On flux vacua, SU(n)-structures and generalised complex geometry (1602.05415v2)

Abstract: Understanding supersymmetric flux vacua is essential in order to connect string theory to observable physics. In this thesis, flux vacua are studied by making use of two mathematical frameworks: SU(n)-structures and generalised complex geometry. Manifolds with SU(n)-structure are generalisations of Calabi-Yau manifolds. Generalised complex geometry is a geometrical framework that simultaneously generalises complex and symplectic geometry. Classes of flux vacua of type II supergravity and M-theory are given on manifolds with SU(4)-structure.

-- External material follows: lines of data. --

PR #536, opened 2016-09-15
CXX-971 (part 2) Add collation to options::find

jrassi:
On top of #535.  Supersedes https://github.com/jrassi/mongo-cxx-driver/pull/1.

@acmorrow, @xdg: PTAL.  Also, let me know also if you'd like me to use some other workflow for submitting reviews on top of work that hasn't been pushed yet (like stacking many commits in a single pull request, for example).

### DIFF
--- a/src/mongocxx/options/find.hpp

The N= (1,1) type IIA vacua uplift to N=1 M-theory vacua, with four-flux that need not be (2,2) and primitive. Explicit vacua are given on Stenzel space, a non-compact Calabi-Yau. These are then generalised by constructing families of non-CY SU(4)-structures to find vacua on non-symplectic SU(4)-deformed Stenzel spaces. It is shown that the supersymmetry conditions for N = (2,0) type IIB can be rephrased in the language of generalised complex geometry, partially in terms of integrability conditions of generalised almost complex structures. This rephrasing for d=2 goes beyond the calibration equations, in contrast to d=4,6 where the calibration equations are equivalent to supersymmetry. Finally, Euclidean type II theory is examined on SU(5)-structure manifolds, where generalised equations are found which are necessary but not sufficient to satisfy the supersymmetry equations. Explicit classes of solutions are provided here as well. Contact with Lorentzian physics can be made by uplifting such solutions to d=1, N=1 M-theory.